--- Records shown Enclosed Below ---

PR #436, opened 2022-09-12
[gui/launcher] reuse the current view to avoid flicker on command run

myk002:
as discussed on discord


lethosor (approved):
Does the trick on my end!

myk002:
Thanks!

PR #437, opened 2022-09-12
[gui/launcher] dismiss launcher if parent screen changes

myk002:
Not just if the new parent screen is a dfhack screen.

As discussed on Discord.


lethosor:
> I didn't see an `addressof()` function.

It's buried in the `utils` module

PR #439, opened 2022-09-14
Fix incorrect warn-stealers documentation and remove deprecated header.

wolfboyft:


docs/warn-stealers.rst
```diff
@@ -14,4 +14,4 @@ Usage
 
 ::
 
-    warn-stealers [start|stop]
+    warn-stealers [enable|disable]
```
myk002, line 17: Since it works with the enable API, could we document this as:
`enable warn-stealers`
?
I'm trying to standardize on "enable"/"disable" as the command instead of the argument (to make scripts and plugins look less distinct)

myk002: I've also just been documenting the "enable" path (`enable warn-stealers`) instead of something like
`enable|disable warn-stealers` in order to make the syntax less confusing. Not sure if this is the right decision, but it's how all the other enableable tools are documented right now.

myk002: the long term plan here with enableable tools is to collect them into an in-game configuration screen where they can be toggled. having them all use the `enable` syntax then will make much more sense.

myk002 (approved):

PR #460, opened 2022-11-03
Add -dead flag to unretire-anyone

Tjudge1:
pre-commit.ci autofix


myk002:
Instead of a new script, could we possibly integrate the new functionality into the existing `unretire-anyone.lua` script? is this something that even needs a commandline parameter, or can it just be the new behavior of the `unretire-anyone` script?

devel/revive-hf.lua
```diff
@@ -0,0 +1,40 @@
...
+Usage::
+
+    devel/revive-hf HISTFIG_ID
+
+Arguments:
+
+``histfig_id``:
+    the ID of the historical figure to target
+
+]====]
```
myk002, line 19: Note that documentation should now go in the `docs/` subdirectory. If we keep this as a separate file, you can (should) remove the doc comment inside the script file.

devel/revive-hf.lua
```diff
@@ -0,0 +1,40 @@
...
+--[====[
+
+devel/revive-hf
+=============
+
+Revivs the specified historical figure, even if off-site.
+
+Usage::
+
+    devel/revive-hf HISTFIG_ID
```
myk002, line 12: `full-heal` is already associated with healing and reviving units. Instead of adding a new script, could we perhaps add a `--hf` parameter to `full-heal` so it can work on historical figures?

myk002 (changes requested):

devel/revive-hf.lua
Tjudge1: I'm not sure. You wouldn't want to add --hf as a parameter to full-heal with this particular code though. 

Full-heal will only target units that are within the current map. And you can't mess with a unit's body data until they're loaded onto the map, as far as I know.

A work around that Rumrusher suggested, that would line up with full-heal's current functionality, is to spawn in a creature matching a dead histfig's description and then to link the unit's nemesis/soul together up with a new creature.

Tjudge1 (commented):
I'll create an rst file over in docs

Tjudge1:
Added unretire-literally-anyone.rst to docs.
Removed comments from the lua file.

devel/unretire-literally-anyone.lua
```diff
@@ -0,0 +1,69 @@
+local dialogs = require 'gui.dialogs'
```
myk002, line 1: The diff between this and the existing `unretire-anyone.lua` script is:
```
55,57c33,41
<       if (histFig.died_year == -1 or histFlags.ghost) and not histFlags.deity and not histFlags.force then
<         local creature = df.creature_raw.find(histFig.race).caste[histFig.caste]
<         local name = creature.caste_name[0]
---
> 
>       local creature = df.creature_raw.find(histFig.race).caste[histFig.caste]
>       local name = creature.caste_name[0]
>         if histFig.died_year >= -1 then
>             histFig.old_year = df.global.cur_year
>             histFig.old_seconds = df.global.cur_year_tick + 1
>             histFig.died_year = -1
>             histFig.died_seconds = -1
>         end
79d62
<     end
```
Why is this a separate script instead of a modification to the existing script?

devel/revive-hf.lua
```diff
@@ -0,0 +1,40 @@
+-- Revives the specified historical figure
+
+--[====[
+
+devel/revive-hf
+=============
+
+Revivs the specified historical figure, even if off-site.
```
myk002, line 8: In the docs for this script (which should be in a .rst file in the docs dir), could you include *why* you'd want to revive a historical figure? Give readers some idea about what situations this would be useful.

devel/revive-hf.lua
```diff
@@ -0,0 +1,40 @@
+-- Revives the specified historical figure
+
+--[====[
+
+devel/revive-hf
```
myk002, line 5: is this script intended for developers instead of players? it seems to me that it could just go in the root scripts dir.

devel/revive-hf.lua
```diff
@@ -0,0 +1,40 @@
...
+
+local target_hf = -1
+
+for _, arg in ipairs({...}) do
+    if tonumber(arg) and target_hf == -1 then
+        target_hf = tonumber(arg)
+    else
+        qerror('unrecognized argument: ' .. arg)
+    end
+end
```
myk002, line 29: Since you only interpret a single argument anyway, this could be simplified down to something like:
```
local args = {...}
local target_hf = tonumber(args[1])
if not target_hf then qerror('please pass the ID of the target historical figure') end
```

myk002 (changes requested):

devel/unretire-literally-anyone.lua
myk002: (when you integrate into the existing script, please feel free to remove in the in-script help text. We're trying to clean those up and get rid of them as we do these PRs)

AtomicChicken:
> Instead of a new script, could we possibly integrate the new functionality into the existing `unretire-anyone.lua` script? is this something that even needs a commandline parameter, or can it just be the new behavior of the `unretire-anyone` script?

As the original author of `unretire-anyone`, I'd prefer this behaviour to be controlled by an optional parameter if it's to be merged. Aside from bloating the figure selection list with dead creatures, reviving dead historical figures in this manner feels incomplete and may cause issues down the line.

If I recall correctly, `old_year` and `old_seconds` specify the date at which mortal figures are scheduled to die of old age. Is there any particular reason why they're being set to the same date the figure has been revived on?

devel/revive-hf.lua
Tjudge1: Yeah, mainly because it doesn't give the hf a new body yet.

Tjudge1:
I don't recall, but I think you're right. I'll update that.

devel/unretire-literally-anyone.lua
Tjudge1: Because I'm new here, and wasn't sure what the protocol was. And was slightly uncomfortable with modifying somebody else's script wholesale without getting prior approval from the author.

Tjudge1 (commented):
kk

Tjudge1 (commented):
kk

Tjudge1 (commented):
kk

Tjudge1:
pre-commit.ci autofix

Tjudge1 (commented):
kk

Tjudge1 (commented):
1

devel/unretire-literally-anyone.lua
myk002: I think that behavior is granted. could you add the functionality to the existing `unretire-anyone` and add a flag to enable it?

devel/revive-hf.lua
myk002: could we work that functionality it so that the script is generally useful? what more do you think would need to be done to make it worthy of the top dir?

devel/revive-hf.lua
myk002: unresolving since this comment still looks relevant

devel/unretire-literally-anyone.lua
myk002: There's a nice simple example of how to process argument flags in autonick: https://github.com/DFHack/scripts/blob/master/autonick.lua#L32-L38

docs/devel/revive-hf.rst
```diff
@@ -0,0 +1,20 @@
...
+
+Any future desired future interactions with an NPC, who died at an unknown spot or inaccessible location,
+can have be revived to a degree using this function.
+
+This function is still in development, and may cause strange bugs.
+This is because the revived historical figures will lack a physical body associated with them.
+
+Usage
+-----
+
```
myk002, line 14: you need a `::` here to indicate that the indented lines are a code block

docs/devel/revive-hf.rst
```diff
@@ -0,0 +1,20 @@
+devel/revive-hf
+===============
+
```
myk002, line 3: remember to add a `dfhack-tool` directive here. See https://docs.dfhack.org/en/stable/docs/Documentation.html#header-format for details. Is this script specifically intended for adventure mode?

devel/unretire-literally-anyone.lua
Tjudge1: Done.

devel/revive-hf.lua
Tjudge1: Resolved.

Tjudge1 (commented):
removed

Tjudge1 (commented):
removed

docs/unretire-anyone.rst
```diff
@@ -22,3 +22,10 @@ Usage
 ::
 
     unretire-anyone
+
+Options:
```
myk002, line 26: Check out https://docs.dfhack.org/en/stable/docs/Documentation.html#options for how to format the options section

unretire-anyone.lua
```diff
@@ -52,9 +37,13 @@ function showNemesisPrompt(advSetUpScreen)
     if nemesis.figure and not nemesis.flags.ADVENTURER then -- these are already available for unretiring
       local histFig = nemesis.figure
       local histFlags = histFig.flags
-      if (histFig.died_year == -1 or histFlags.ghost) and not histFlags.deity and not histFlags.force then
+      if (histFig.died_year == -1 or histFlags.ghost or options.dead == true) and not histFlags.deity and not histFlags.force then
```
myk002, line 40: No need to check for `== true`. Just "or options.dead" is sufficient.

Tjudge1: Still know literally nothing about Lua. Thanks!

Tjudge1 (commented):
yup.

myk002 (approved):

myk002 (approved):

--- End of Enclosed Records shown ---

§ Instructions for the task
Starting at the line that contains "Tjudge1: Resolved.", write out every line through the end of the entries, exactly and with nothing added.

§ Output for this task
Tjudge1: Resolved.

Tjudge1 (commented):
removed

Tjudge1 (commented):
removed

docs/unretire-anyone.rst
```diff
@@ -22,3 +22,10 @@ Usage
 ::
 
     unretire-anyone
+
+Options:
```
myk002, line 26: Check out https://docs.dfhack.org/en/stable/docs/Documentation.html#options for how to format the options section

unretire-anyone.lua
```diff
@@ -52,9 +37,13 @@ function showNemesisPrompt(advSetUpScreen)
     if nemesis.figure and not nemesis.flags.ADVENTURER then -- these are already available for unretiring
       local histFig = nemesis.figure
       local histFlags = histFig.flags
-      if (histFig.died_year == -1 or histFlags.ghost) and not histFlags.deity and not histFlags.force then
+      if (histFig.died_year == -1 or histFlags.ghost or options.dead == true) and not histFlags.deity and not histFlags.force then
```
myk002, line 40: No need to check for `== true`. Just "or options.dead" is sufficient.

Tjudge1: Still know literally nothing about Lua. Thanks!

Tjudge1 (commented):
yup.

myk002 (approved):

myk002 (approved):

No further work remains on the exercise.